Un
piede davanti
all’altro. Semplice, dannatamente semplice. Era per questo
che gli piaceva
tanto camminare. Era
una cosa che gli
riusciva bene. Così era di nuovo uscito di casa senza una
spiegazione. Per
camminare. Perché ne aveva bisogno.
Faceva
freddo. Il vento
penetrava insidioso sotto i vestiti. Pensò a come Anna si
stringeva nella sua
giacchina ridendo quando
Scosse
la testa quando
l’immagine di quel musetto giallo e glabro, tutto serio, gli
si parò nuovamente
davanti. Accelerò, più veloce, più
veloce, più veloce. Erano passati mesi, e
lui non aveva fatto altro che camminare.
Chissà
che faceva sua madre
in quel momento. Chissà se lo aveva sentito uscire o se si
era di nuovo persa
in quella specie di limbo chimico.
Il
vento gli stava
congelando la faccia. Affondò il mento nel collo della
giacca. Tentò di pensare
solo al ritmo dei propri passi.
Tan
tan tan tan tan tan.
Era
incredibile quanto il
tempo lenisse le ferite. Ma non le amputazioni. E se la ferita era
tanto
profonda era amputazione. La pelle poteva anche rimarginarsi, ma
ciò che avevi
perso non te lo dava indietro nessuno. Dovevi semplicemente imparare a
viverci
senza. Ogni giorno.
Era
anche strano che ciò
che c’è e non interessa troppo, quando non
c’è manca troppo. Ci si accorge del
valore delle cose solo quando ci vengono tolte. Idee di altri di nuovo
nella
sua testa. Solo pensieri. Non era buono a niente altro che pensare. E
neanche
cose sue, nuove, ma sempre cose che erano già state pensate.
Forse tutto quello
che c’era da pensare era già stato pensato.
Poi
l’unica altra cosa che
sapeva fare di concreto, di visibile era camminare. Non riusciva a
stare fermo,
ma non aveva la forza di fare qualcosa di più intenso.
Giocava nella squadra di
calcio della scuola.
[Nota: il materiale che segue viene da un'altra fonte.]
PR #902, opened 2015-10-15
Async

edersondisouza:
Tests were also added, memap only now - although `make check-valgrind` failed here in a way I couldn't understand, no leaks, but an assert failure o.O.
@barbieri there's no `delayed`. All operations are async, so I couldn't find use for it. Reasoning is that we will only have async option when writing via i2c, so I kept things uniform. Comments/objections?

### DIFF
--- a/src/lib/io/include/sol-efivarfs-storage.h
+++ b/src/lib/io/include/sol-efivarfs-storage.h
@@ -36,114 +36,161 @@
 #include <stdint.h>
 
 #include "sol-buffer.h"
+#include "sol-log.h"
 #include "sol-types.h"
 
 #ifdef __cplusplus
 extern "C" {
 #endif
 
-int sol_efivars_write_raw(const char *name, const struct sol_buffer *buffer);
+int sol_efivars_write_raw(const char *name, struct sol_blob *blob,
+    void (*cb)(void *data, const char *name, struct sol_blob *blob, int status),
+    const void *data);
 int sol_efivars_read_raw(const char *name, struct sol_buffer *buffer);
 
-#define CREATE_BUFFER(_val, _empty) \
+#define CREATE_BUFFER(_val) \
     struct sol_buffer buf = SOL_BUFFER_INIT_FLAGS(_val, \
-    sizeof(*(_val)), SOL_BUFFER_FLAGS_MEMORY_NOT_OWNED); \
-    buf.used = (_empty) ? 0 : sizeof(*(_val));
+    sizeof(*(_val)), SOL_BUFFER_FLAGS_MEMORY_NOT_OWNED | SOL_BUFFER_FLAGS_NO_NUL_BYTE);
+
+#define CREATE_BLOB(_val) \
+    struct sol_blob *blob; \
+    size_t _s = sizeof(*_val); \
+    void *v = malloc(_s); \
+    SOL_NULL_CHECK(v, -EINVAL); \
+    memcpy(v, _val, _s); \
+    blob = sol_blob_new(SOL_BLOB_TYPE_DEFAULT, NULL, v, _s); \
+    SOL_NULL_CHECK(blob, -EINVAL);
 
 static inline int
 sol_efivars_read_uint8(const char *name, uint8_t *value)
 {
-    CREATE_BUFFER(value, true);
+    CREATE_BUFFER(value);
 
     return sol_efivars_read_raw(name, &buf);
 }
 
 static inline int
-sol_efivars_write_uint8(const char *name, uint8_t value)
+sol_efivars_write_uint8(const char *name, uint8_t value,
+    void (*cb)(void *data, const char *name, struct sol_blob *blob, int status),
+    const void *data)
 {
-    CREATE_BUFFER(&value, false);
+    int r;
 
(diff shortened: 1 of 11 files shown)


src/lib/io/include/sol-efivarfs-storage.h
```diff
@@ -36,114 +36,161 @@
...
+    sizeof(*(_val)), SOL_BUFFER_FLAGS_MEMORY_NOT_OWNED | SOL_BUFFER_FLAGS_NO_NUL_BYTE);
+
+#define CREATE_BLOB(_val) \
+    struct sol_blob *blob; \
+    size_t _s = sizeof(*_val); \
+    void *v = malloc(_s); \
+    SOL_NULL_CHECK(v, -EINVAL); \
+    memcpy(v, _val, _s); \
+    blob = sol_blob_new(SOL_BLOB_TYPE_DEFAULT, NULL, v, _s); \
+    SOL_NULL_CHECK(blob, -EINVAL);
```
lpereira: `v` leaks

src/lib/io/include/sol-efivarfs-storage.h
```diff
@@ -36,114 +36,161 @@
...
-    sizeof(*(_val)), SOL_BUFFER_FLAGS_MEMORY_NOT_OWNED); \
-    buf.used = (_empty) ? 0 : sizeof(*(_val));
+    sizeof(*(_val)), SOL_BUFFER_FLAGS_MEMORY_NOT_OWNED | SOL_BUFFER_FLAGS_NO_NUL_BYTE);
+
+#define CREATE_BLOB(_val) \
+    struct sol_blob *blob; \
+    size_t _s = sizeof(*_val); \
+    void *v = malloc(_s); \
+    SOL_NULL_CHECK(v, -EINVAL); \
+    memcpy(v, _val, _s); \
```
lpereira: Use `sol_util_memdup()`

src/lib/io/include/sol-efivarfs-storage.h
edersondisouza: I don't think so. `sol_blob_new` takes care of it, when using `SOL_BLOB_TYPE_DEFAULT`.

src/lib/io/include/sol-efivarfs-storage.h
edersondisouza: Good to know.

src/lib/io/include/sol-efivarfs-storage.h
lpereira: Even if `sol_blob_new()` fails?

edersondisouza: Ah, you mean if `sol_blob_new` fails. True that.

ibriano: On Thu, 15 Oct 2015 13:41:18 -0700, Ederson de Souza wrote:
> >      struct sol_buffer buf = SOL_BUFFER_INIT_FLAGS(_val, \
> > -    sizeof(*(_val)), SOL_BUFFER_FLAGS_MEMORY_NOT_OWNED); \
> > -    buf.used = (_empty) ? 0 : sizeof(*(_val));
> > +    sizeof(*(_val)), SOL_BUFFER_FLAGS_MEMORY_NOT_OWNED | SOL_BUFFER_FLAGS_NO_NUL_BYTE);
> > +
> > +#define CREATE_BLOB(_val) \
> > +    struct sol_blob *blob; \
> > +    size_t _s = sizeof(*_val); \
> > +    void *v = malloc(_s); \
> > +    SOL_NULL_CHECK(v, -EINVAL); \
> > +    memcpy(v, _val, _s); \
> > +    blob = sol_blob_new(SOL_BLOB_TYPE_DEFAULT, NULL, v, _s); \
> > +    SOL_NULL_CHECK(blob, -EINVAL);
> 
> I don't think so. `sol_blob_new` takes care of it, when using `SOL_BLOB_TYPE_DEFAULT`.
> 

But if sol_blob_new() fails, it leaks.

barbieri:
Didn't read the code yet, but regarding delayed its just a way to when to schedule the write. Doesn't have to do with the i2c working. For instance, when delayed you could add a 50ms timer, then you queue all write requests and only dcrcutr them once the timer expires, the actual writes may be in parallel or in sequence

edersondisouza:
@barbieri Could that be only a global option? Like, everything is async, with timer(0), and value of timer defined globally, using env var for instance? Reason: not sure if mixing writing to be done 'asap' and delayed ones is a good thing. Besides one more parameter in API, confusion may arise to one writing `X` to property `a` on t0->t50, then 'Y' on t20->t20 (thus discarding first), then 'Z' on t30->t50 (which would replace second).

edersondisouza:
v2 on #919

barbieri:
I didn't think about that confusion, but you're right.

OTOH there are different EEPROM or memory in the system, making it global shouldn't work nice. 

Can we get a middle ground? Like per device? Devices (by path) could define their best initial value and one could query/set programmatically using C API (hidden at node type level)

edersondisouza:
Sounds like a plan. I'll give a try on v3.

Lo avevano squalificato. Gli lanciavano il pallone
e lui
camminava, tirandogli pigri colpetti. In porta faceva lentamente la
strada tra
un palo e l’altro, analizzando l’erba. Non parava
mai, nemmeno ci provava.
Almeno
tutto questo andare
lo avesse portato da qualche parte, almeno avesse avuto una qualche
parte dove
andare. Invece niente, era lì, inerte, stupido, inutile,
senza un obiettivo,
governato solamente da qualche dio che gli muoveva le gambe e lasciava
che la
mente rimuginasse all’infinito senza nessuna conclusione.
Quanto ancora avrebbe
dovuto camminare? Quanto ancora avrebbe voluto? Quanto ancora avrebbe
potuto?
Era lui che si comandava o aveva delegato l’uso di
sé stesso ad una qualche
entità superiore? Poteva controllare, quanto meno, le sue
gambe, i suoi stessi
muscoli? Poteva fermarsi? Prese fiato, si concentrò. Era
fermo. Tutto intorno a
lui mulinava, trasportato passivamente, il mondo. Ma lui era fermo, si
opponeva.
Alzò
lo sguardo dai piedi
e si accorse di essere su un molo.
E
vide la pietra, arida e
perenne, e vide il cielo, strappato e bianco, e vide il mare, plumbeo e
infinito. E tutte queste tre cose erano ferme, eppure giravano intorno
a lui
trasportate violentemente dalla Bora, che tutto muove e tutto genera,
in un
turbinio di grigi aridi e magicamente vuoti che lo avvolgevano e senza
sapere
come perché quando e dove e senza volerlo sapere si mise a
correre e correre e
vide il bordo che si avvicinava ma non voleva smettere ed era
così grande tutto
e lui così piccolo e ci si muoveva dentro che dopo ci fu
solo il volo, il nulla
denso dell’aria indefinita e mobile nel suo corpo e fuori,
nell’infinita unità;
e fu solo il gelo di un attimo sotto, vuoto, di non esistenza, e poi
venne al
mondo nuovamente.
Uscì
ridente, gocciolante,
graffiandosi le mani e le ginocchia sui molluschi. Il sangue si
mescolò con
l’acqua salata e non aveva più importanza il
doloroso confine tra vita e morte,
o il passato. Niente aveva più importanza dentro al freddo e
grigio infinito. Lui
era vivo.
Urlò
al vento e rise e
starnutì.
Si
mise a correre verso un
qualche futuro.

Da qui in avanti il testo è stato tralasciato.